Stored data
PR #46, opened 2015-06-12
refract type expansion

klokane:
Preview of element expansion, call for review of expanded elements.
@pksunkara @smizell @zdne @danielgtaylor 

Please look at 
`test/fixtures/mson-inner-inheritance.apib`
`test/fixtures/mson-inheritance.apib`

and they expanded pairs `json` if expansion is handled correctly
NOTE: there is not implemented copying of meta element as changed in last revision of spec


zdne:
@klokane by 

> Preview of element expansion

You mean what exactly? Can it be merged or not?

klokane:
@zdne still not. I mean I already label this PR as Do Not Merge, will fix it

Still working on Mixins expansion.
But Inheritance should be done - this is request to check validity of expanded elements

zdne:
@klokane Careful the fixtures DOES NOT seem to be correct :skull: 

The elements in `extend`'s content should be of the same type – in this case objects. For example 

**Customer inheriting from User expanded:**


```json
{
  "element": "extend",
  "meta": {
    "id": "Customer"
  },
  "content": [
    {
      "element": "object",
      "meta": {
        "ref": "User"
      },
      "content": [
        {
          "element": "member",
          "meta": {
            "description": "user name"
          },
          "content": {
            "key": {
              "element": "string",
              "content": "login"
            },
            "value": {
              "element": "string"
            }
          }
        }
      ]
    },
    {
      "element": "object",
      "content" : [
        {
          "element": "member",
          "meta": {
            "description": "unique number"
          },
          "content": {
            "key": {
              "element": "string",
              "content": "id"
            },
            "value": {
              "element": "number",
              "content": 0
            }
          }
        }        
      ]
    }
    
  ]
}
```

zdne:
@klokane please check https://github.com/refractproject/refract-spec/blob/master/namespaces/mson-namespace.md#expanded-mson-refract

klokane:
Hi there is revisited version of expansion.
Changes:
- Inheritance: additional object envelope (reported by @zdne)
- Mixins: implemented expansion of  `ref` element

Please as in previous version check if expansion is correct. 
it shoud be in files:
```
test/fixtures/mson-inner-inheritance.apib
test/fixtures/mson-inheritance.apib
test/fixtures/mson-mixin.apib
```

test/fixtures/mson-inheritance.json
```diff
@@ -12,11 +12,15 @@
         {
           "element": "object",
           "meta": {
-            "id": "User"
+            "id": "User",
+            "description": "The User description\n\n"
```
smizell: Is the plan for serializers to account for these extra line breaks?  Seems like if you go from API Blueprint to Refract then back to API Blueprint, you may get extra spaces.

test/fixtures/mson-inner-inheritance.json
```diff
@@ -20,33 +20,76 @@
...
+                            "value": {
+                              "element": "number"
+                            }
+                          }
                         }
-                      }
+                      ]
+                    },
+                    {
+                      "element": "object"
```
smizell: Question: are you all OK with using this empty object like this? Is there a need to include it like this?

test/fixtures/mson-mixin-nonexistent.json
```diff
@@ -0,0 +1,109 @@
+{
+  "_version": "3.0",
+  "metadata": [],
+  "name": "<API name>",
+  "description": "<API description>\n\n",
+  "element": "category",
+  "resourceGroups": [],
```
smizell: Question: is there a reason to not include this kind of data in a root-level element?

smizell:
A couple of questions:

* These examples are expanded versions of the representations, not the original. Is this correct?
* If these are the expanded versions, why do you not extend the content rather than including all of the extend elements? Is there a reason? Do you need the un-extended data?

Had a few questions throughout, but otherwise, the fixtures look good to me.

test/fixtures/mson-inheritance.json
klokane: It is copy of "raw" text in form as it come from parser without any changes.
In general we can add some kind of "filters"

test/fixtures/mson-inner-inheritance.json
klokane: Z wrote in comment above
:
> @klokane Careful the fixtures DOES NOT seem to be correct ￼
>  The elements in extend's content should be of the same type – in this case objects. For exampleof original members. It is not problem to remove if it is empty.

And if original is empty object, result is same :)

It is not problem if orginal emenet is empty, but there is question: which way is correct?

test/fixtures/mson-mixin-nonexistent.json
klokane: Refract Elements are expanded in place of original "DataStructure". 
One of acceptance criteria is be backward compatible.

But in general it ca be anywhere

klokane:
@smizell 
- yes it is
- i'm not sure what do you mean? Can you, please, introduce it in some example?

test/fixtures/mson-mixin-nonexistent.json
smizell: Ah, I see. Thanks.

smizell:
@klokane For example, in one of the examples, you have this:

```json
{
  "element": "extend",
  "meta": {
    "id": "Other Customer"
  },
  "content": [
    {
      "element": "object",
      "meta": {
        "description": "The User description\n\n",
        "ref": "User"
      },
      "content": [
        {
          "element": "member",
          "meta": {
            "description": "user name"
          },
          "content": {
            "key": {
              "element": "string",
              "content": "login"
            },
            "value": {
              "element": "string"
            }
          }
        }
      ]
    },
    {
      "element": "object"
    }
  ]
}
```

Instead of:

```json
{
  "element": "object",
  "meta": {
    "description": "The User description\n\n",
    "ref": "User",
    "id": "Other Customer"
  },
  "content": [
    {
      "element": "member",
      "meta": {
        "description": "user name"
      },
      "content": {
        "key": {
          "element": "string",
          "content": "login"
        },
        "value": {
          "element": "string"
        }
      }
    }
  ]
}
```

Is the reason because you are needing to retain from what they were extended? **Note**: I'm just curious why it's done this way, and don't think it's wrong to do it this way.

klokane:
It is not problem to "merge" it into object. I implement it as it is in specification.

Pros of extend object
- possibility of "backward reconstruction" of all original object
- you can see what property comes from which source

Cons
- you need some additional operation to work with them
- require more effort to create JSON object from them 

BTW, is there way to merge "inheritance tree".

As is in https://github.com/apiaryio/drafter/blob/klokane/refract-type-expansion/test/fixtures/mson-inheritance.apib
```
## User (object) 
- login (string)

## Customer (User)
- id: 0 (number)

## Vip Customer (Customer)
- discount: 15 (default, number) - in percent 0 - 100
```

While merge you have to set name of inherited element into `meta.ref`, but for `Vip Customer` there you have `Customer` and `User`. Which one should be placed into `ref`?

src/RefractAST.cc
```diff
@@ -664,7 +614,7 @@ namespace drafter
         
         //e->meta[key::Title] = IElement::Create(ds.name.symbol.literal);
```
pksunkara: Is this going to be resolved?

src/RefractAST.cc
```diff
@@ -719,15 +670,30 @@ namespace drafter
                 throw std::runtime_error("Unhandled type of DataStructure");
         }
 
-        if (!element) {
+        return element;
+    }
+
+    sos::Object SerializeRefract(refract::IElement* element, const refract::Registry& registry) {
+
+        if(!element) {
```
pksunkara: `if (`

src/RefractAST.cc
```diff
@@ -719,15 +670,30 @@ namespace drafter
...
             return sos::Object();
         }
 
+        refract::ExpandVisitor expander(registry);
+        expander.visit(*element);
 
-        SerializeVisitor serializer;
+        if(refract::IElement* expanded = expander.get()) {
```
pksunkara: `if (`

src/RefractAST.cc
```diff
@@ -719,15 +670,30 @@ namespace drafter
...
+           element = expanded;
+        }
+
+        refract::SerializeVisitor serializer;
         serializer.visit(*element);
-        delete element;
+
+        if(expander.get()) {
```
pksunkara: `if (`

src/SerializeAST.cc
```diff
@@ -437,8 +451,15 @@ sos::Object WrapTypeSection(const mson::TypeSection& section)
 sos::Object WrapDataStructure(const DataStructure& dataStructure)
 {
 #if _WITH_REFRACT_
-    return DataStructureToRefract(dataStructure);
-#else
+    refract::IElement* element = DataStructureToRefract(dataStructure);
+    sos::Object object = SerializeRefract(element, NamedTypesRegistry);
+
+    if(element) {
```
pksunkara: `if (`

src/RefractAST.cc
klokane: Still not.

test/fixtures/mson-mixin-nonexistent.apib
```diff
@@ -0,0 +1,12 @@
...
+
+# Data Structures
+
+## Address (object)
+- city
+- street
+
+## User (object)
+- id
+- Include Address
```
pksunkara: I don't understand why this file is named `mson-mixin-nonexistent` :(

src/SerializeAST.cc
```diff
@@ -754,10 +774,45 @@ bool IsElementResourceGroup(const Element& element)
...
+void findNamedDataStructures(const snowcrash::Elements& elements, DataStructures& found) {
+    for (snowcrash::Elements::const_iterator i = elements.begin()
+       ; i != elements.end()
+       ; ++i) {
+
+        if (i->element == snowcrash::Element::DataStructureElement) {
+            found.push_back(&(i->content.dataStructure));
+        }
+        else if (!i->content.resource.attributes.empty()) {
+            found.push_back(&i->content.resource.attributes);
```
pksunkara: The `content.resource` is an element, right? Then the data structure should be in it's content but you are checking `attributes` here.

Can you add some full API Blueprint tests from drafter.js here so that these kind of things can be checked?

pksunkara:
I had a suspicion on Friday and commented it here. Can you please look into it? If I am right, we need to fix it and add tests. If I am wrong, please add the tests anyway.

test/fixtures/mson-mixin-nonexistent.apib
klokane: Ahh sorry orginaly there were
```
## User(XXX)
```

will fix

klokane:
Sry, it probably lost while rebase, it was same comment as above?

src/SerializeAST.cc
klokane: I discuss it with @zdne while implement searching for named Types.

Quoted && translated (originally in Czech:)
Named types comes from two sources
first:
```
# R [/r]
+ attributes 
    + p
```
second:
```
# Data Structures
## R
+ p
```

did we miss something?

Will add fixture as you suggest

klokane: But, yes it looks it is wrong, first example is expanded as "resource".
```
  "content": [
    {
      "element": "category",
      "content": [
        {
          "element": "resource",
          "name": "R",
          "description": "",
          "uriTemplate": "/resource",
          "model": {},
          "parameters": [],
          "actions": [],
          "content": [
            {
              "element": "object",
              "meta": {
                "id": "R"
              },
              "content": [
                {
                  "element": "member",
                  "content": {
                    "key": {
                      "element": "string",
                      "content": "p"
                    },
                    "value": {
                      "element": "string"
                    }
                  }
                }
              ]
            }
          ]
        }
      ]
    },
```

good catch

klokane: But it look, we are nearly MSON Resources to Refract Elements implementation :)

src/refract/AppendDecorator.h
```diff
@@ -0,0 +1,75 @@
+//
+//  refract/AppendDecotarod.h
```
pksunkara: Wrong.

src/refract/AppendDecorator.h
```diff
@@ -0,0 +1,75 @@
...
+//  librefract
+//
+//  Created by Jiri Kratochvil on 17/06/15.
+//  Copyright (c) 2015 Apiary Inc. All rights reserved.
+//
+#ifndef _REFRACT_APPENDDECORATOR_H_
```
pksunkara: We don't use `_` before and after these. Please change this to `REFRACT_APPENDDECORATOR_H` and similarly all  the other places you have done this.

src/refract/ComparableVisitor.cc
```diff
@@ -0,0 +1,40 @@
+//
+//  refract/SerializeCompactVisitor.cc
```
pksunkara: Wrong.

src/refract/ExpandVisitor.h
```diff
@@ -0,0 +1,54 @@
+//
+//  refract/IsExpandableVisitor.h
```
pksunkara: Wrong.

pksunkara:
> Sry, it probably lost while rebase, it was same comment as above?

@klokane Yes, my comment was regarding [this](https://github.com/apiaryio/drafter/pull/46#discussion_r32892521)

I have identified a few other minor things which need to be fixed. Can you address them?

PS: Please do not edit any commits before this comment for the sake of my sanity since I just rebased C++ Boutique over this. :smile:

src/SerializeAST.cc
```diff
@@ -754,10 +774,45 @@ bool IsElementResourceGroup(const Element& element)
     return element.element == Element::CategoryElement && element.category == Element::ResourceGroupCategory;
 }
 
+
+#if _WITH_REFRACT_
+typedef std::vector<const snowcrash::DataStructure*> DataStructures;
+
+void findNamedDataStructures(const snowcrash::Elements& elements, DataStructures& found) {
+    for (snowcrash::Elements::const_iterator i = elements.begin()
+       ; i != elements.end()
```
pksunkara: This is not the style we follow in our C++ repos.

```
for (snowcrash::Elements::const_iterator i = elements.begin();
     i != elements.end();
     ++i) {
```

src/SerializeAST.cc
```diff
@@ -754,10 +774,45 @@ bool IsElementResourceGroup(const Element& element)
...
+
 sos::Object drafter::WrapBlueprint(const Blueprint& blueprint)
 {
     sos::Object blueprintObject;
 
+#if _WITH_REFRACT_
+    DataStructures found;
+    findNamedDataStructures(blueprint.content.elements(), found);
+
+    for(DataStructures::const_iterator i = found.begin() ; i != found.end() ; ++i) {
```
pksunkara: `for (`

pksunkara: Also unnecessary spaces before semicolons.

drafter.gyp
```diff
@@ -41,17 +41,33 @@
...
         "src/refract/SerializeCompactVisitor.cc",
         "src/refract/SerializeVisitor.h",
         "src/refract/SerializeVisitor.cc",
         "src/refract/ComparableVisitor.h",
+        "src/refract/ComparableVisitor.cc",
+        "src/refract/TypeQueryVisitor.h",
+        "src/refract/TypeQueryVisitor.cc",
+        "src/refract/IsExpandableVisitor.h",
+        "src/refract/IsExpandableVisitor.cc",
+        "src/refract/ExpandVisitor.h",
```
pksunkara: By the way, type expansion is not refract. It should be in drafter.

klokane: Are you sure?
https://github.com/refractproject/refract-spec/blob/master/refract-spec.md#extend-element-element

pksunkara: Basically, This `ExpandVisitor` file is about expanding the named types given other named types right? I think that should be in drafter.

The refract spec only defines the `extend` stuff.

klokane: And refract MSON namespace describe how to do expansion
https://github.com/refractproject/refract-spec/blob/master/namespaces/mson-namespace.md#expanded-element

I mean expansion is part of refract much more than serialization :)

pksunkara: I think a good rule we can use here is, can remove the folder refract from here and make it a dependency library of drafter/snowcrash without any changes to the code in refract?

If no, then we are mixing up files and code. I will leave it up to you.

klokane: Agree, in future it should be separated into "library". 
It is one of reason why it is in own directory

src/refract/ComparableVisitor.cc
```diff
@@ -0,0 +1,40 @@
...
+#include "Visitors.h"
+
+namespace refract
+{
+
+    ComparableVisitor::ComparableVisitor(const std::string& str, const int compare) : compare_to(str), result(false), compare(compare)
+        {
+        }
+
+        void ComparableVisitor::visit(const MemberElement& e)
```
pksunkara: All these functions are indented by 4 extra spaces.

src/RefractAST.cc
```diff
@@ -719,15 +670,30 @@ namespace drafter
...
+        return element;
+    }
+
+    sos::Object SerializeRefract(refract::IElement* element, const refract::Registry& registry) {
+
         if (!element) {
             return sos::Object();
         }
 
+        refract::ExpandVisitor expander(registry);
```
pksunkara: I am feeling really bad about doing the expansion while serializing. It is going to introduce a lot of duplicate code. Can we separate the expansion part out of the serialization?

klokane: I don't understand, where is duplicate code?
By this solution we 
- avoid another looping trough data structures.
- minimal changes in original code as possible.

pksunkara: The duplication happens when I add boutique. We will leave it as it is now. But we should come back to this later and see if this needs reorganization.

klokane: We can make refactoring later.
Now it is premature optimization.

src/SerializeAST.cc
klokane: Result:
I check status and in discussion with Pavan we found it is handled correctly.
In function `findNamedDataStructures()` just for **data structures** not for complete resource.

src/RefractAST.cc
zdne: @pksunkara Agree with @klokane please do not optimize before it is needed

drafter.gyp
zdne: > expansion is not refract

@pksunkara Expansion is essentially described in Refract. And MSON Refract brings additional clarification to it. I do not see problem with what @klokane did here.

zdne:
@pksunkara looking at your review it is not clear what is a blocking issue for this to be merged. Please provide more clarity and mark your styling comments as "nitpicks"!

pksunkara:
@klokane Good to go. Will merge this after tests pass.

The following things are still needed to be done. Please create a separate PR for them:

1. Backport tests from drafter.js
2. Expand arrays in MSON
3. The MSON expanded objects should not replace the original objects.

About this task => Among the lines above, count those that include the word "without". Give only the result.

Response for this exercise => 2